*Task description:* Go through the entries below and print each one exactly.

-------- Data provided --------

PR #781, opened 2021-12-29
 auto-generate slice of copy types functions 

bilelmoussaoui:
Depends on #780  & https://github.com/gtk-rs/gir/pull/1296


gsk4/src/auto/gl_shader_node.rs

--------

*Expected answer:*
PR #781, opened 2021-12-29
 auto-generate slice of copy types functions 

bilelmoussaoui:
Depends on #780  & https://github.com/gtk-rs/gir/pull/1296


gsk4/src/auto/gl_shader_node.rs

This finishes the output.